It would make a lot of sense to allow handles to be monitored by many
different people; some users are super popular and I guess many people would
like to "follow" them...

------
DjangoReinhardt
This is truly super!

I did something similar for RSS feeds and twitter: [http://update-
me.herokuapp.com](http://update-me.herokuapp.com) \- it is an RSS reader via
Twitter. It DMs you post updates to feeds you subscribe to.

Could I request access to your API? I'm thinking of adding a HN subscription
feature to @updt_me, something along the following lines:

1\. User sends a tweet subscribing to thread ID, e.g. @updt_me START HN
6499036

2\. @updt_me pings hnnotify with a callback to setup a subscription for the
thread.

3\. hnnotify pings @updt_me with thread-updates via the callback. POST
payload, I think?

4\. @updt_me DMs update to the user's twitter inbox! YAY!

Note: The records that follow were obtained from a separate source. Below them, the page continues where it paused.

PR #481, opened 2026-07-22
perf(pbs): always request SSZ from relays on get_header

JasonVranek:
PBS decodes and validates every relay bid and the route re-encodes the winning bid to the beacon node's Accept regardless, so the relay->PBS wire format never changes what the BN receives. Always request SSZ (JSON fallback) instead of mirroring the caller's format: SSZ is smaller on the wire and faster to decode, which matters across N relay bids on the proposal critical path. Mirrors the same change already made to submit_block.

### DIFF
--- a/crates/common/src/wire.rs
+++ b/crates/common/src/wire.rs
@@ -276,38 +276,6 @@ fn essence_encoding(mt: &MediaType) -> Option<EncodingType> {
     }
 }
 
-/// Compute the q-value for the `index`-th preferred encoding when building an
-/// outbound `Accept` header. The first entry gets q=1.0, each subsequent entry
-/// decreases by 0.1, and the value is clamped to a minimum of 0.1 so we never
-/// emit q=0 (which per RFC 7231 §5.3.1 means "not acceptable").
-fn accept_q_value_for_index(index: usize) -> f32 {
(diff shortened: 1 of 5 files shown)


crates/pbs/src/mev_boost/get_header.rs
```diff
@@ -147,21 +147,18 @@ pub async fn get_header<S: BuilderApiState>(
...
+    // re-encodes the winning bid to the BN's Accept. So always request SSZ from
+    // the relay (smaller on the wire, faster to decode than JSON); JSON is the
+    // fallback for a relay that can't do SSZ. The BN's own format preference is
+    // applied later by the route, not here.
+    send_headers.insert(
+        ACCEPT,
+        build_outbound_accept(AcceptedEncodings {
+            primary: EncodingType::Ssz,
+            fallback: Some(EncodingType::Json),
         }),
```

I'm sure there's a simpler process than the one I outlined above. If you have
any ideas, I'll be glad to hear them! :)

------
wpietri
Say, what's the etiquette with scraping Hacker News? I thought it was
forbidden, and I've seen HN-based tools that closed down because they got
blocked. But if this tool is going to crawl HN regularly, presumably they've
got that figured out.

------
hayksaakian
was literally just thinking about this earlier today

would be nice if there was a chrome extension that added this via reddit-like
functionality instead of having to send me an email

------
pfarrell
Ahh. I had a similar desire to code something like this up, but didn't because
I found there was some sort if service available on your account called
notifo. Wonder what happened to it...

Gl with this service. I definitely wanted it when I've done "ask hn" type
things.

How sure are you that the message will get to the notified's inbox? Email
delivery is not easily done.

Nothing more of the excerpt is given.